What you will do> Would you reproduce the entries that follow exactly as they appear?

Supplied information>

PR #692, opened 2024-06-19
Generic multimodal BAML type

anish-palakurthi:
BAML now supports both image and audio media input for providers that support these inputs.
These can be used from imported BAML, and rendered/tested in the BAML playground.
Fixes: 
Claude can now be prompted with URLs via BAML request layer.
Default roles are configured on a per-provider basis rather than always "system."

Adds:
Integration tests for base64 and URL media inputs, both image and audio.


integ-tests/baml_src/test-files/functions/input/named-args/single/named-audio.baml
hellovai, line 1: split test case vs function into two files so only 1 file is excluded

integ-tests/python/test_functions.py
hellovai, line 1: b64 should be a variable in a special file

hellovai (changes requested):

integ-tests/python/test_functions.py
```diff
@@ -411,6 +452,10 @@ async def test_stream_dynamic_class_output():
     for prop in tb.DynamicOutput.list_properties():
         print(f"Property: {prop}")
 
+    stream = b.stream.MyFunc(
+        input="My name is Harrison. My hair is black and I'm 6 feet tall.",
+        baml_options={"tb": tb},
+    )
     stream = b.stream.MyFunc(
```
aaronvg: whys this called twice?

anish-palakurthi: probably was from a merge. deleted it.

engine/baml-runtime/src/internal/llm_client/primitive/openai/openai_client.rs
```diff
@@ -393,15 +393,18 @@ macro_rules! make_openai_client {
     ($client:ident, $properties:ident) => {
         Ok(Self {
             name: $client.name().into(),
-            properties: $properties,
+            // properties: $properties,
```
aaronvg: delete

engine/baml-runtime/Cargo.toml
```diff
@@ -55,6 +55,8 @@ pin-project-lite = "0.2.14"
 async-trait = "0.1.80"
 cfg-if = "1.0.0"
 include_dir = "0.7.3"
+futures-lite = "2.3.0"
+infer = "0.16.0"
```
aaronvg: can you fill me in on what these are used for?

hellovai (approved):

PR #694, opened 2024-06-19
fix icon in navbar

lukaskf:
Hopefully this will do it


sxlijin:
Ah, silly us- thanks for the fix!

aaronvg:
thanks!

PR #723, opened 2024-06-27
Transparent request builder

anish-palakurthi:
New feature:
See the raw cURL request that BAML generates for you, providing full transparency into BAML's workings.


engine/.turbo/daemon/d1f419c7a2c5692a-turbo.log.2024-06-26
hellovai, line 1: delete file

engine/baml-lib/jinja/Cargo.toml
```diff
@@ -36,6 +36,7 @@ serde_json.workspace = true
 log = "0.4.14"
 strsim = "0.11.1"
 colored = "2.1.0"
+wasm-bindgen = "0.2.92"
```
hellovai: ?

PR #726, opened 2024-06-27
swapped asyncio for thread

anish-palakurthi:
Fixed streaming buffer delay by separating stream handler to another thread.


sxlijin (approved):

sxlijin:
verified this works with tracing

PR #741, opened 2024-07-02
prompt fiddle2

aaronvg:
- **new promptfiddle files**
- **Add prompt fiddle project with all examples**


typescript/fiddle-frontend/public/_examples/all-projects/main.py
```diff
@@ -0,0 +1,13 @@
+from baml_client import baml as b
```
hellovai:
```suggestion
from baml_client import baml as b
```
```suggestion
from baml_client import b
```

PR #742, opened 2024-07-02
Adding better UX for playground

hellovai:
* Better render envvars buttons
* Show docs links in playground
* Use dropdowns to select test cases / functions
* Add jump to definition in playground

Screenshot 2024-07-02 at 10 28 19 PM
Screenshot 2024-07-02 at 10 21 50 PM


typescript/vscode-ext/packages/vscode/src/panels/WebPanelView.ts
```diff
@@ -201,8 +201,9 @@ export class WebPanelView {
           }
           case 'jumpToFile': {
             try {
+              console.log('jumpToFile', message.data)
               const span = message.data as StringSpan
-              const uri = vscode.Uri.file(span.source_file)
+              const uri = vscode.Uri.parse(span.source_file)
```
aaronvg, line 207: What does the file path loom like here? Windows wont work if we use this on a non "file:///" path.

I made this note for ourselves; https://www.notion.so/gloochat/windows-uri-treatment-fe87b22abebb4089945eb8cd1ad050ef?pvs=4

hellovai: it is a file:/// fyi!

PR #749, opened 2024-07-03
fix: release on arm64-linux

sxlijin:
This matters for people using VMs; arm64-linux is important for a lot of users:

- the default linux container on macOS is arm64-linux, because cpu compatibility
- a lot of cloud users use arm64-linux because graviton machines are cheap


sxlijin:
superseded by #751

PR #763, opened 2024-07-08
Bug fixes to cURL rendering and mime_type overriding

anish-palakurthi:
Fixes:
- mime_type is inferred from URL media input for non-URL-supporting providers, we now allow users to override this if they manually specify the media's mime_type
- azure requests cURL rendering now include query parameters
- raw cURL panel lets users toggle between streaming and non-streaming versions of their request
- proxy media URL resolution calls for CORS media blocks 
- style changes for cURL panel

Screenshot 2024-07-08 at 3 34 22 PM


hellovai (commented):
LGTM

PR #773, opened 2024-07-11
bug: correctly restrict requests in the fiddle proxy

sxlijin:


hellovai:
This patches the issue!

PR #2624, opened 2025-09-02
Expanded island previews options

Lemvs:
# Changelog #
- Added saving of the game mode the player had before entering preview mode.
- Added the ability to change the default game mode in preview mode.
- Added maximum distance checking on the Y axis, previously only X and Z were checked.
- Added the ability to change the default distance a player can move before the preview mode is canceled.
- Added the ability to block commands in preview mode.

Written answer>
PR #692, opened 2024-06-19
Generic multimodal BAML type

anish-palakurthi:
BAML now supports both image and audio media input for providers that support these inputs.
These can be used from imported BAML, and rendered/tested in the BAML playground.
Fixes: 
Claude can now be prompted with URLs via BAML request layer.
Default roles are configured on a per-provider basis rather than always "system."

Adds:
Integration tests for base64 and URL media inputs, both image and audio.


integ-tests/baml_src/test-files/functions/input/named-args/single/named-audio.baml
hellovai, line 1: split test case vs function into two files so only 1 file is excluded

integ-tests/python/test_functions.py
hellovai, line 1: b64 should be a variable in a special file

hellovai (changes requested):

integ-tests/python/test_functions.py
```diff
@@ -411,6 +452,10 @@ async def test_stream_dynamic_class_output():
     for prop in tb.DynamicOutput.list_properties():
         print(f"Property: {prop}")
 
+    stream = b.stream.MyFunc(
+        input="My name is Harrison. My hair is black and I'm 6 feet tall.",
+        baml_options={"tb": tb},
+    )
     stream = b.stream.MyFunc(
```
aaronvg: whys this called twice?

anish-palakurthi: probably was from a merge. deleted it.

engine/baml-runtime/src/internal/llm_client/primitive/openai/openai_client.rs
```diff
@@ -393,15 +393,18 @@ macro_rules! make_openai_client {
     ($client:ident, $properties:ident) => {
         Ok(Self {
             name: $client.name().into(),
-            properties: $properties,
+            // properties: $properties,
```
aaronvg: delete

engine/baml-runtime/Cargo.toml
```diff
@@ -55,6 +55,8 @@ pin-project-lite = "0.2.14"
 async-trait = "0.1.80"
 cfg-if = "1.0.0"
 include_dir = "0.7.3"
+futures-lite = "2.3.0"
+infer = "0.16.0"
```
aaronvg: can you fill me in on what these are used for?

hellovai (approved):

PR #694, opened 2024-06-19
fix icon in navbar

lukaskf:
Hopefully this will do it


sxlijin:
Ah, silly us- thanks for the fix!

aaronvg:
thanks!

PR #723, opened 2024-06-27
Transparent request builder

anish-palakurthi:
New feature:
See the raw cURL request that BAML generates for you, providing full transparency into BAML's workings.


engine/.turbo/daemon/d1f419c7a2c5692a-turbo.log.2024-06-26
hellovai, line 1: delete file

engine/baml-lib/jinja/Cargo.toml
```diff
@@ -36,6 +36,7 @@ serde_json.workspace = true
 log = "0.4.14"
 strsim = "0.11.1"
 colored = "2.1.0"
+wasm-bindgen = "0.2.92"
```
hellovai: ?

PR #726, opened 2024-06-27
swapped asyncio for thread

anish-palakurthi:
Fixed streaming buffer delay by separating stream handler to another thread.


sxlijin (approved):

sxlijin:
verified this works with tracing

PR #741, opened 2024-07-02
prompt fiddle2

aaronvg:
- **new promptfiddle files**
- **Add prompt fiddle project with all examples**


typescript/fiddle-frontend/public/_examples/all-projects/main.py
```diff
@@ -0,0 +1,13 @@
+from baml_client import baml as b
```
hellovai:
```suggestion
from baml_client import baml as b
```
```suggestion
from baml_client import b
```

PR #742, opened 2024-07-02
Adding better UX for playground

hellovai:
* Better render envvars buttons
* Show docs links in playground
* Use dropdowns to select test cases / functions
* Add jump to definition in playground

Screenshot 2024-07-02 at 10 28 19 PM
Screenshot 2024-07-02 at 10 21 50 PM


typescript/vscode-ext/packages/vscode/src/panels/WebPanelView.ts
```diff
@@ -201,8 +201,9 @@ export class WebPanelView {
           }
           case 'jumpToFile': {
             try {
+              console.log('jumpToFile', message.data)
               const span = message.data as StringSpan
-              const uri = vscode.Uri.file(span.source_file)
+              const uri = vscode.Uri.parse(span.source_file)
```
aaronvg, line 207: What does the file path loom like here? Windows wont work if we use this on a non "file:///" path.

I made this note for ourselves; https://www.notion.so/gloochat/windows-uri-treatment-fe87b22abebb4089945eb8cd1ad050ef?pvs=4

hellovai: it is a file:/// fyi!

PR #749, opened 2024-07-03
fix: release on arm64-linux

sxlijin:
This matters for people using VMs; arm64-linux is important for a lot of users:

- the default linux container on macOS is arm64-linux, because cpu compatibility
- a lot of cloud users use arm64-linux because graviton machines are cheap


sxlijin:
superseded by #751

PR #763, opened 2024-07-08
Bug fixes to cURL rendering and mime_type overriding

anish-palakurthi:
Fixes:
- mime_type is inferred from URL media input for non-URL-supporting providers, we now allow users to override this if they manually specify the media's mime_type
- azure requests cURL rendering now include query parameters
- raw cURL panel lets users toggle between streaming and non-streaming versions of their request
- proxy media URL resolution calls for CORS media blocks 
- style changes for cURL panel

Screenshot 2024-07-08 at 3 34 22 PM


hellovai (commented):
LGTM

PR #773, opened 2024-07-11
bug: correctly restrict requests in the fiddle proxy

sxlijin:


hellovai:
This patches the issue!

PR #2624, opened 2025-09-02
Expanded island previews options

Lemvs:
# Changelog #
- Added saving of the game mode the player had before entering preview mode.
- Added the ability to change the default game mode in preview mode.
- Added maximum distance checking on the Y axis, previously only X and Z were checked.
- Added the ability to change the default distance a player can move before the preview mode is canceled.
- Added the ability to block commands in preview mode.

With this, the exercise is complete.